Gruenberg, along with Federal Reserve Vice Chair for Supervision Michael Barr, will give updates on Tuesday on an ongoing investigation into failures of the bank managers.

“SVB’s failure is a textbook case of mismanagement. The bank had a concentrated business model, serving the technology and venture capital sector. It also grew exceedingly quickly, tripling in asset size between 2019 and 2022,” Barr is set to testify. “The bank did not effectively manage the interest rate risk of those securities or develop effective interest rate risk measurement tools, models, and metrics.”

“The FDIC has authority to investigate and hold accountable the directors, officers and other professional service providers of the bank for the losses they caused to the bank and for their misconduct in the management of the bank,” Gruenberg’s testimony reads.

The limited sums suggest the latest failures in the banking industry may not have as far-reaching an effect as some analysts had been concerned about.

They also beg the question of whether the federal government’s response, which comprised not only the appeal to the DIF but also a separate taxpayer-backed line of credit extended to banks amounting to hundreds of billions of dollars, was an overreaction.

“I would not have declared Silicon Valley and Signature systemic. There are combined assets of $300 billion in a $23 trillion banking system,” former FDIC chief Sheila Bair said earlier this month. “I don’t think there would have been any systemic ramifications for putting a slight haircut on the uninsured depositors, which were those who were bailed out.”

“I think the optics around this, especially bailing out Silicon Valley Bank’s uninsured depositors – well-heeled Silicon Valley venture capitalists and their portfolio companies that they are – I think those are terrible,” she said.
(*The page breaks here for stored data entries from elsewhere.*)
PR #15714, opened 2024-08-25
inlineasm: Add inline assembler support for RV32.

agatti:
### Summary

This commit adds support for writing inline assembler functions when targeting a RV32IMC processor.

An almost complete test suite is also present, covering 95% of the opcodes (leaving out things like breakpoint triggers and the like).

### Testing

This was tested both on QEMU-RISCV and on an ESP32-C3 after manually enabling the inline assembler emitter in `mpconfigport.h`.

Due to the "interesting" limitations about immediates' size and registers set that vary from opcode to opcode, the code has a lot of checks for invalid input, along with (hopefully) helpful error messages as part of the exceptions it raises.  However, unless I'm doing something really wrong, I cannot seem to be able to trap those exceptions in tests.  That would be helpful for further validation of range and registers checking.

As mentioned in the commit message, this bit of code takes up a fair amount of .rodata space (last time I checked it was something like 4.5k) and thus it is not enabled by default unless it's running on anything that's not a microcontroller.  Since the Pico2 port has Arm inline assembler support enabled, this is also enabled for said port to maintain feature parity across MCU architectures.

Syntax-wise, there are a few things that may need a bit of explanation

* Compressed opcodes start with the `c.` prefix, which I replaced with `c_` - so for example `c.srai` turns into `c_srai`.
* When defining load/store opcodes the immediate is in the last operand, so `lw a0, 10(a1)` is defined as `lw(a0, a1, 10)`.  This is to simplify syntax parsing, as I don't think the original syntax can be parsed as such, and should be easier to grasp for folks coming from Arm assembler.
* Since writing RISC-V assembly gets painful quickly if you have to deal with inline constants, two meta opcodes have been implemented (following GAS), namely `li Rd, Imm32` and `la Rd, Label`.  The first loads the given immediate into the given register using as few bytes as possible, the second loads the address of the given label into the given register.
* `c_mov(Rd, Rs)` has been aliased to `mov(Rd, Rs)`.
* To keep code size down (most of the code in this PR is error checking anyway), there is no support for opcodes with multiple argument types (eg. `add(a0, a1)` becoming `C.ADD A0, A1` or `ADD(A0, A0, A1)` behind the scenes, or `add(a0, 100)` turning into `ADDI A0, A0, 100`).


agatti:
@dpgeorge I've resolved the conflict blocking this PR, but now the issue with Arm tests has gotten worse.  Before the qemu-arm refactoring it'd take longer than 30 seconds, but would still end.  Now it's been stuck for a couple hours already.

Am I missing something in [`e2b5402` (#15714)](https://github.com/micropython/micropython/pull/15714/commits/e2b540231db68e24f80feeebe0cd3030b88e0517) when moving files around?  I can't see what's wrong, unless there's some extra logic elsewhere I haven't updated.

dpgeorge:
> but now the issue with Arm tests has gotten worse. Before the qemu-arm refactoring it'd take longer than 30 seconds, but would still end. Now it's been stuck for a couple hours already.

It looks like this issue with CI is resolved now?  The qemu-arm CI job now passes without issue, it seems.

agatti:
Yes, that issue was indeed resolved - however the inlineasm tests for RV32 won't be picked up until #15784 is merged (and until this PR gets rebased once more).

agatti:
Here's the rebased version taking the merged `qemu` port into account.  I've run the tests locally in a VM being as close as possible to the CI environment, and on an ESP32C3 board.

Running tests for `MPS2_AN385`, `SABRELITE`, and `VIRT_RV32` qemu boards work fine, but `MICROBIT` and `NETDUINO2` targets do not work at all (even without this PR).  Are those boards meant to be compile-only?

`MICROBIT` test run:

<details>

```
dev@mpy-dev-rv32:/micropython/ports/qemu$ make BOARD=MICROBIT test V=1
python3 ../../py/makeversionhdr.py build-MICROBIT/genhdr/mpversion.h
test -e "../../lib/micropython-lib/README.md" || (echo -e "\033[1;31mError: micropython-lib submodule is not initialized.\033[0m Run 'make submodules'"; false)
python3 ../../tools/makemanifest.py -o build-MICROBIT/frozen_content.c -v "PORT_DIR=/micropython/ports/qemu" -v "MPY_DIR=../.." -v "BOARD_DIR=" -v "MPY_LIB_DIR=../../lib/micropython-lib" -b "build-MICROBIT" -f"-march=armv7m" --mpy-tool-flags="" "freeze('test-frzmpy', ('frozen_asm_thumb.py', 'frozen_const.py', 'frozen_viper.py', 'native_frozen_align.py'))"
cd ../../tests && ./run-tests.py --target qemu --device execpty:"qemu-system-arm -global nrf51-soc.flash-size=1048576 -global nrf51-soc.sram-size=262144 -machine microbit -nographic -monitor null -semihosting  -serial pty -kernel ../ports/qemu/build-MICROBIT/firmware.elf" --exclude 'inlineasm/rv32imc' 
# HANGS HERE
```

</details>

`NETDUINO2` test run:

<details>

```
dev@mpy-dev-rv32:/micropython/ports/qemu$ make BOARD=NETDUINO2 test V=1
python3 ../../py/makeversionhdr.py build-NETDUINO2/genhdr/mpversion.h
test -e "../../lib/micropython-lib/README.md" || (echo -e "\033[1;31mError: micropython-lib submodule is not initialized.\033[0m Run 'make submodules'"; false)
python3 ../../tools/makemanifest.py -o build-NETDUINO2/frozen_content.c -v "PORT_DIR=/micropython/ports/qemu" -v "MPY_DIR=../.." -v "BOARD_DIR=" -v "MPY_LIB_DIR=../../lib/micropython-lib" -b "build-NETDUINO2" -f"-march=armv7m" --mpy-tool-flags="" "freeze('test-frzmpy', ('frozen_asm_thumb.py', 'frozen_const.py', 'frozen_viper.py', 'native_frozen_align.py'))"
cd ../../tests && ./run-tests.py --target qemu --device execpty:"qemu-system-arm -machine netduino2 -nographic -monitor null -semihosting  -serial pty -kernel ../ports/qemu/build-NETDUINO2/firmware.elf" --exclude 'inlineasm/rv32imc' 
b'MicroPython v1.24.0-preview.297.g34fbf1d55 on 2024-09-06; netduino2 with STM32\r\nType "help()" for more information.\r\n>>> '
  File "/micropython/tests/./run-tests.py", line 1188, in <module>
    main()
  File "/micropython/tests/./run-tests.py", line 1084, in main
    pyb.enter_raw_repl()
  File "/micropython/tools/pyboard.py", line 365, in enter_raw_repl
    raise PyboardError("could not enter raw repl")
pyboard.PyboardError: could not enter raw repl
make: *** [Makefile:169: test] Error 1
```

</details>

dpgeorge:
> but `MICROBIT` and `NETDUINO2` targets do not work at all (even without this PR). Are those boards meant to be compile-only?

You are right, these boards don't run the tests on master.

Looking into it it seems the problems are:
- NETDUINO2: requires a `time.sleep(0.1)` in `tools/pyboard.py`, `ProcessPtyToTerminal::__init__`, just before creating the `serial.Serial(pty, ...)` instance.  That gives qemu enough time to start up before trying to access the serial port.
- MICROBIT: probably needs the same patch as NETDUINO2, but then also locks up running the `tests/feature_check/native_check.py`.  Solution would be to either debug why it crashes on that and fix it, or just disable the native emitter on this board.

This is unrelated to this PR and so out of scope.  But feel free to fix it if you like :smile:

agatti:
@dpgeorge fyi, MICROBIT crashes when accessing the function table, which doesn't make much sense.

```
...
(gdb) 
0x20000f74 in gc_heap ()
=> 0x20000f74 <gc_heap+3192>:   00 a8   add     r0, sp, #0
(gdb) 
0x20000f76 in gc_heap ()
=> 0x20000f76 <gc_heap+3194>:   d7 f8 b4 40     ldr.w   r4, [r7, #180]  ; 0xb4
(gdb) print/a $r7
$3 = 0x28fe8 <mp_fun_table>
(gdb) ni
0x0001ff8a in HardFault_Handler ()
=> 0x0001ff8a <HardFault_Handler+0>:    03 20   movs    r0, #3
(gdb) x/4a mp_fun_table+180
0x2909c <mp_fun_table+180>:     0x1b689 <mp_setup_code_state_native>    0x1bb9b <mp_small_int_floor_divide>     0x1bb7d <mp_small_int_modulo>   0xe23d <mp_native_yield_from>
```

agatti:
This should now work with the changes to the test runner made after 1.24.0.

This PR also makes the test runner able to detect if inline assembler support is enabled and if so for which architecture.  If so, the `tests/inlineasm/$INLINEASM_ARCH/` directory is automatically added to the test suite.  On esp32, qemu, and rp2 it will pick up the correct test files according to what arch is currently in use (allowing for future inlineasm additions like RV64 and other architectures/variants).

agatti:
I'm wondering on what's the policy for new test files after the introduction of `unittest`.  

Should the test files contained in this PR moved to that framework (as in, is it a blocking issue) or is it something that can be done at a later stage (not necessarily by myself, either)?

dpgeorge:
> I'm wondering on what's the policy for new test files after the introduction of `unittest`.

Using unittest is only for convenience, if it makes writing the test easier.  So you don't need to change anything in this PR.

ports/qemu/Makefile
```diff
@@ -19,16 +19,20 @@ QSTR_DEFS = qstrdefsport.h
 MICROPY_ROM_TEXT_COMPRESSION ?= 1
 
 ifeq ($(QEMU_ARCH),arm)
-FROZEN_MANIFEST ?= "require('unittest'); freeze('test-frzmpy')"
+QEMU_GC_HEAP_SIZE ?= 100
+FROZEN_MANIFEST ?= "require('unittest'); freeze('test-frzmpy', ('frozen_asm_thumb.py', 'frozen_const.py', 'frozen_viper.py', 'native_frozen_align.py'))"
 endif
 ifeq ($(QEMU_ARCH),riscv32)
-FROZEN_MANIFEST ?= "require('unittest'); freeze('test-frzmpy', ('frozen_const.py', 'frozen_viper.py', 'native_frozen_align.py'))"
+QEMU_GC_HEAP_SIZE ?= 120
```
dpgeorge, line 26: Can we just increase the heap size to 120k for all boards/archs?  That would keep it simple (if it's possible to do, if the boards all have enough RAM for that, even though it's all virtual).

I would prefer to keep it simple and use the one size.  But if you think it's needed (or a much better idea) to have this configurable, then I suggest a different name for the variable.  The prefix `QEMU_` indicates that it's a qemu-related config option, when it's actually a MicroPython option.  So maybe just `GC_HEAP_SIZE`, or `MICROPY_GC_HEAP_SIZE`.

agatti: Sharing the same default for both Arm and RV32 could work but then that value would need to be changed once more for #15931, to a value that may not reflect the reality of the physical boards the code under test will run on.  Unless RV64 ends up with a different default, and at that point it's pretty much the same as having a per-arch default.

Besides fixing the RV32 tests (for which I still have no idea why that happens), I've extensively used this feature to see how my code behaves in low-memory conditions, due to a simulated testing scenario, or due to a fragmented heap after long periods of (simulated) execution time.  I found it much faster to script a command line argument to `make` than messing with `CFLAGS`.

W.r.t. the prefix, you've got valid points, but on the other hand this flag is specific to the QEMU test runner.  I'd say that keeping the prefix sort of makes it more explicit that it is strictly a testing-only configuration flag, but I'm not 100% against any changes on that front.

agatti: No worries, I missed the bit about those other two ports - I rarely interact with minimal or with zephyr, if at all.

I've updated the user-facing name to `MICROPY_HEAP_SIZE` in both the code and the port's README file.

ports/qemu/main.c
```diff
@@ -34,7 +34,11 @@
 #include "shared/runtime/gchelper.h"
 #include "shared/runtime/pyexec.h"
 
-#define HEAP_SIZE (100 * 1024)
+#if MICROPY_HEAP_SIZE <= 0
+#error MICROPY_HEAP_SIZE must be a positive integer.
+#endif
+
+#define HEAP_SIZE (MICROPY_HEAP_SIZE * 1024)
```
dpgeorge, line 41: The minimal and zephyr ports specify `MICROPY_HEAP_SIZE` in bytes, so it should also be bytes here, not kibytes.

dpgeorge:
> * Compressed opcodes start with the `c.` prefix, which I replaced with `c_` - so for example `c.srai` turns into `c_srai`

It would be possible to allow `c.` as the prefix, because it's valid Python syntax.  It would just be a little bit of extra code to identify in the emitter.

Do you think it's worth trying to match the syntax more closely here, and use `c.` as the prefix?

Note that the Thumb emitter uses `_w` suffix for wide instructions which are `.w` in ARM syntax, eg `beq.w label` is `beq_w(label)` in MicroPython.  So for consistency maybe just worth sticking with `c_` for RISC-V. 

> * When defining load/store opcodes the immediate is in the last operand, so `lw a0, 10(a1)` is defined as `lw(a0, a1, 10)`.  This is to simplify syntax parsing, as I don't think the original syntax can be parsed as such, and should be easier to grasp for folks coming from Arm assembler.

It would be possible to support `lw(a0, 10(a1))`, because that's valid Python syntax.

Note that the Thumb emitter uses eg `ldr(r0, [r1, 12])` for specifying an offset to load/store, so it matches actual Thumb assembler (see `py/emitinlinethum.c:get_addr_arg`).  So I'm thinking it would be good to match RISC-V assembler as well and support `10(a1)` syntax.  It would be quite simple to do, just make a helper function like `get_addr_arg` that matches the `RULE_atom_expr_normal` with the second element of that node being a `RULE_trailer_paren`.

> * `c_mov(Rd, Rs)` has been aliased to `mov(Rd, Rs)`.

Do you mean that using `mov()` it will emit a `c_mov()` instruction?  (That makes more sense to me than the opposite.)


> * To keep code size down (most of the code in this PR is error checking anyway), there is no support for opcodes with multiple argument types

That sounds very reasonable.

---------

> the code has a lot of checks for invalid input, along with (hopefully) helpful error messages as part of the exceptions it raises
> However, unless I'm doing something really wrong, I cannot seem to be able to trap those exceptions in tests. That would be helpful for further validation of range and registers checking.

You can probably get these tests working by using `exec("<bad inline code>")`, eg:
```py
def test_asm(code):
    try:
        exec(code)
    except SyntaxError:
        print(...)

test_asm("""
@micropython.asm_rv32
def f(a0):
    mov(a100, a200)
""")
```

agatti:
> > * Compressed opcodes start with the `c.` prefix [...]

> Do you think it's worth trying to match the syntax more closely here, and use `c.` as the prefix?

Given that the Thumb emitter doesn't use dots in opcode names, as you point out, I'd say that leaving `c_` as a prefix right now is a decent compromise to get this out of the door sooner.

Maybe the dot notation can be introduced for both RISC-V and Thumb in v2, as some breakage may be expected then.

> It would be possible to support `lw(a0, 10(a1))`, because that's valid Python syntax.

Is it?  I thought integers were validated in their own specialised way in the code to speed things up - ints do not implement `__call__` so I expected that having an open parenthesis right after an int would trigger an error before the inline assembler parser would take control of the evaluation.  Good to know, I'll see what I can do for that, and thanks for the hints about the specialised parsing.

> Do you mean that using `mov()` it will emit a `c_mov()` instruction? (That makes more sense to me than the opposite.)

Indeed, `mov` isn't even an official RISC-V opcode - sorry for the unwanted confusion (it made sense in Italian :)).

> You can probably get these tests working by using `exec("<bad inline code>")`, eg: [...]

I'll give that a shot, thanks!

agatti:
`RULE_atom_expr_normal` unfortunately fails on expressions like `lw(a0, -4(sp))`, in that case it matches `RULE_factor_2`.  I'll work around that somehow.

agatti:
This is still missing the syntax error tests - I just pushed the changes so the C code changes can be reviewed as I'm not 100% sure whether the new parse node handling code is correct.

ports/qemu/main.c
agatti: This should be handled in the latest changes I pushed.

py/emitinlinerv32.c
```diff
@@ -0,0 +1,774 @@
...
+            opcode_qstr, node_index + 1));
+    return false;
+}
+
+static bool parse_register_offset_node(emit_inline_asm_t *emit, qstr opcode_qstr, const opcode_t *opcode_data, mp_parse_node_t node, mp_uint_t node_index, mp_parse_node_t *register_node, mp_parse_node_t *offset_node, bool *negative) {
+    assert(register_node != NULL && "Register node pointer is NULL.");
+    assert(offset_node != NULL && "Offset node pointer is NULL.");
+    assert(negative != NULL && "Negative pointer is NULL.");
+
+    if (!MP_PARSE_NODE_IS_STRUCT_KIND(node, PN_atom_expr_normal) && !MP_PARSE_NODE_IS_STRUCT_KIND(node, PN_factor_2)) {
```
dpgeorge, line 508: This validation logic can be simplified, in pseudo code:
```
if MP_PARSE_NODE_IS_STRUCT_KIND(node, PN_factor_2):
    if MP_PARSE_NODE_IS_TOKEN_KIND(node_struct->nodes[0], MP_TOKEN_OP_MINUS):
        *negative = true;
    elif MP_PARSE_NODE_IS_TOKEN_KIND(node_struct->nodes[0], MP_TOKEN_OP_PLUS):
        // pass
    else:
        goto invalid;
    node = node_struct->nodes[1]

if !MP_PARSE_NODE_IS_STRUCT_KIND(node, PN_atom_expr_normal):
    goto invalid
```

Note that `PN_factor_2` and `PN_atom_expr_normal` always have 2 elements so there's no need to check that.

dpgeorge:
When an rv32 inline-asm function is entered into, what registers are automatically saved?  Is there anything else done in the prelude?

With Thumb inline-asm, a few registers are saved/restored on function entry/exit.  This was arguably not a good choice, it might have been a better choice to have a very minimal prelude for inline-asm function.

py/emitinlinerv32.c
agatti: Thanks, I ended up doing something similar, but I left the elements count check.  I'll take that out.

Right now I'm cleaning up the range checks, as negative offsets are still seen as positive due to the offset node being without its minus sign and you can imagine the rest.  Right now there are lots of repeated code for the special cases and I'm merging together.

agatti:
> When an rv32 inline-asm function is entered into, what registers are automatically saved? Is there anything else done in the prelude?

The prelude saves the function table pointer and the three local registers.  The reason behind that is purely because they're stored in S-registers and those registers must be restored on exit (in other words, A0-A7 and T0-T6 can be trashed as much as you want, but S0-S11 must be preserved).

In theory T-registers or even the A4 to A7 could be have been used for those, but then half of the compressed opcodes wouldn't be able to access them.

In fact, the emitter just calls `asm_rv32_entry`/`asm_rv32_exit`	and one of the changes to `py/asmrv32.c` present in this PR is to save an internal temporary S-register only whenever there's an emitted function call (that's required to shorten most function calls to just 2 opcodes/4 bytes).

For inline assembly code it's up to the user to keep track of either RA or S0-S11, but that's expected of the user in the first place no matter the assembler used.

agatti:
OK, this should be it I guess.  I wish the offset-to-register syntax support wasn't bolted on this way, but it works :)  That can be cleaned up for v2 anyway.

dpgeorge:
> the offset-to-register syntax support wasn't bolted on this way

What do you mean, that you'd prefer it was designed it from the start?

agatti:
Indeed, everything else fits in nicely without special cases and exceptions.  It's more of a personal preference, really, but re-design everything to cover that case in a generic way as well would take a bit more time and delay this PR for the 1.25.0 milestone.

Anyway, I'll rework that for v2 when adding dotted opcodes support - in the end it works and the code isn't *that* bad, but it could be better for sure :)

dpgeorge:
OK, sounds fine to me.  I'm glad that the syntax `10(a0)` is now supported, I think that's a good improvement.

dpgeorge:
> The prelude saves the function table pointer and the three local registers.

Just to be clear, this is necessary for @native/@viper code generation.  But for inline-rv32-asm it's not strictly needed, but done just because inline-rv32-asm is using `asm_rv32_entry`/`asm_rv32_exit` for convenience.  Is that true?

Would it be possible for inline-rv32-asm to use a different entry/exit set of functions and not save any registers automatically?  As you say, it's up to the assembler user to keep track of and restore needed registers.

agatti:
Done.  Maybe when more targets will support `cm.push`/`cm.popret` opcodes (right now only the pico2 does) it can be feasible to automatically save/restore RA + S0..S11 with an explicit opt-out via an argument to the decorator (that's 2 opcodes/4 bytes vs ~60 bytes/~25 opcodes).

agatti:
Apologies for the extra push, it's just a fix for a minor issue I found when reviewing the code for the last time (the check for negative values' range didn't take into account that the negative flag was a pointer), plus some commented test code was removed.

py/asmrv32.c
```diff
@@ -126,7 +100,6 @@ static void split_immediate(mp_int_t immediate, mp_uint_t *upper, mp_uint_t *low
     // Turn the lower half from unsigned to signed.
     if ((*lower & 0x800) != 0) {
         *upper += 0x1000;
-        *lower -= 0x1000;
```
dpgeorge, line 129: Is removing this line intentional?  Is it a bug fix or refactoring?

tests/ports/qemu/asm_test.py
```diff
@@ -1,4 +1,13 @@
-import frozen_asm
+import sys
+
+arch = getattr(sys.implementation, "_mpy", 0) >> 10
+if arch >= 3 and arch <= 8:
+    import frozen_asm_thumb as frozen_asm
+elif arch == 11:
+    import frozen_asm_rv32 as frozen_asm
+else:
+    raise ImportError
```
dpgeorge, line 9: Would it be simpler and equivalent to do:
```py
try:
    import frozen_asm_thumb as frozen_asm
except ImportError:
    try:
        import frozen_asm_rv32 as frozen_asm
    except ImportError:
        raise ImportError
```
?

Then you don't need to know about the different arch values.

py/emitinlinerv32.c
```diff
@@ -0,0 +1,818 @@
...
+    { MP_QSTR_la,         opcode_la,                 CALL_RL,  R,   0, L,   0,  N,  0, 0xFFFFFFFF, 0xFFFFFFFF, 0x00000000 },
+    { MP_QSTR_lb,         asm_rv32_opcode_lb,        CALL_RIR, R,   0, I,   0,  R,  0, 0xFFFFFFFF, 0x00000FFF, 0xFFFFFFFF },
+    { MP_QSTR_lbu,        asm_rv32_opcode_lbu,       CALL_RIR, R,   0, I,   0,  R,  0, 0xFFFFFFFF, 0x00000FFF, 0xFFFFFFFF },
+    { MP_QSTR_lh,         asm_rv32_opcode_lh,        CALL_RIR, R,   0, I,   0,  R,  0, 0xFFFFFFFF, 0x00000FFF, 0xFFFFFFFF },
+    { MP_QSTR_lhu,        asm_rv32_opcode_lhu,       CALL_RIR, R,   0, I,   0,  R,  0, 0xFFFFFFFF, 0x00000FFF, 0xFFFFFFFF },
+    { MP_QSTR_li,         opcode_li,                 CALL_RI,  R,   0, I,   0,  N,  0, 0xFFFFFFFF, 0xFFFFFFFF, 0x00000000 },
+    { MP_QSTR_lui,        asm_rv32_opcode_lui,       CALL_RI,  R,   0, I,   12, N,  0, 0xFFFFFFFF, 0xFFFFF000, 0x00000000 },
+    { MP_QSTR_lw,         asm_rv32_opcode_lw,        CALL_RIR, R,   0, I,   0,  R,  0, 0xFFFFFFFF, 0x00000FFF, 0xFFFFFFFF },
+    { MP_QSTR_mov,        asm_rv32_opcode_cmv,       CALL_RR,  R,   0, R,   0,  N,  0, 0xFFFFFFFF, 0xFFFFFFFF, 0x00000000 },
```
dpgeorge, line 310: I suggest calling this pseudo/convenience opcode `mv`.

That matches GAS (as far as I can tell, which aliases `mv` to `c.mv`) and also matches the fact that `c.mv` is called `c.mv` rather than `c.mov`.

dpgeorge (commented):
This is looking very good now.  I particularly like how the tests suite can now auto-detect the inline-asm capability and arch, that's nice!

I have a few final comments and then it should be good to go in.

py/asmrv32.c
agatti: More like both a bug fix and a refactoring.  `*lower` would contain the lowest 12 bits of a 32 bits immediate, so applying a further offset isn't correct in that case even if it leaves the lowest part alone; however the variable has its upper 20 bits masked out on every usage so the extra offset didn't really matter.

tests/ports/qemu/asm_test.py
agatti: Makes sense.  This should be fixed in the latest iteration of this PR.

py/emitinlinerv32.c
agatti: I reckoned GAS used `mov`, but I've always used `c.mv` or `add(rd, rm, zero)` myself depending on my needs.  Anyway, I've just checked and GAS indeed uses `mv`, thanks for spotting that!  

This should be fixed now.

py/asmrv32.c
dpgeorge: OK

dpgeorge (approved):
Tested on `RPI_PICO2` in RISC-V mode.  Works well.

dpgeorge:
@agatti thanks for your efforts on this, it's a very nice feature to have, especially because RISC-V will become more and more prevalent in MCUs in the future.

BTW, if you want to have a go at reducing the code size, you should be able to cut off at least 1k with the following tricks:
- use `qstr_short_t` for the type of `REGISTERS_QSTR_TABLE`
- for the `argumentX_mask` variables of `opcode_t`, make them indirect enums into a table of masks (because there are only a limited set of possible masks), eg `enum { MASK_00000000, MASK_00000FFF, MASK_FFFFFFFF, ...}` then access via `MASK_TABLE[opcode->argument1_mask]`.
- combined with the above, use `qstr_short_t` for the `qstring` entry in `opcode_t` and 5-bit fields for `argumentX_mask`, which should allow fitting the qstr and the 3 argument masks in 32 bits

agatti:
>     * use `qstr_short_t` for the type of `REGISTERS_QSTR_TABLE`

Oh, I don't think I've ever seen `qstr_short_t` being used before.  So I must assume there's a hard limit of 64k qstrs?

>     * for the `argumentX_mask` variables of `opcode_t`, make them indirect enums into a table of masks [...].

That's nice - wish I've thought of that :)  This will end up as a PR after 1.25.0 is out, so it can be featured in a later version along with eventual fixes for bugs that may be found in the meantime.

All things considered, reducing the footprint by 30% or more may probably make this a candidate for being enabled by default on ESP32Cx targets too.  I can probably shorten some error messages' text and coalesce some messages as well to further reduce the space taken up by this feature, I'll see what can be done on that.

Anyway, thanks for the help on this - glad it's been merged!

dpgeorge:
> I can probably shorten some error messages' text and coalesce some messages as well to further reduce the space taken up by this feature,

Note that there are configurable error message levels:
```
// Exception messages are removed
#define MICROPY_ERROR_REPORTING_NONE     (0)                                   
// Exception messages are short static strings                                 
#define MICROPY_ERROR_REPORTING_TERSE    (1)                                 
// Exception messages provide basic error details     
#define MICROPY_ERROR_REPORTING_NORMAL   (2)                                 
// Exception messages provide full info, e.g. object names                       
#define MICROPY_ERROR_REPORTING_DETAILED (3)                                                                                
```
The default for most ports is NORMAL.  It's possible to provide different error messages for the different levels.

But actually I think what you have done already is pretty good, it's a much better user experience with more detailed error messages for tricky things like inline assembler.  Maybe it could be tweaked to reduce size by a little, eg I just noticed a few messages end in `.` which should be removed.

Bair added she thought an advanced dividend to the uninsured of 70 or 80 cents on the dollar along with an explanation to account holders would have been sufficient to calm the situation without resorting to further guarantees that put taxpayer money on the line.

The modest dent in the DIF also raises the question of whether the extra line of credit set up by the Fed and Treasury and backstopped by taxpayer money was excessive.

Over the last couple of weeks the Fed has undone more than half of the asset shedding – known as quantitative tightening – that it began in March of last year in response to elevated inflation.

Between March 8 and March 22, the Fed has added nearly $400 billion to its balance sheet, which has climbed to $8.7 trillion from $8.3 trillion at the beginning of the month.

Fed Chair Jerome Powell has said he doesn’t “intend” for the asset purchases to represent a departure from the U.S.’s tighter monetary policy, but the extent to which the loans extended by the Fed have made it into the wider economy isn’t yet known.

“It’s not intended to directly alter the stance of monetary policy,” Powell said during a press conference last week.

“We think that our program of allowing our balance sheet to run off predictably and passively is working,” he said of the expanded balance sheet in regard to increased financial stability.

Public opinion polling shows that Americans hate the idea of bailing out failed banks.

“84 percent of Americans agree – 56 percent agree strongly – that taxpayers should not have to foot the bill for irresponsible bank management, including 85 percent of Democrats and 86 percent of Republicans,” a March poll by Ipsos found.

“They should be focused more on the middle class, the average taxpayer instead of bailing out big banks,” business student Victoria St. Louis told The Hill earlier this month. “There seems to be a system in place where banks can get away with essentially not making the proper investments.”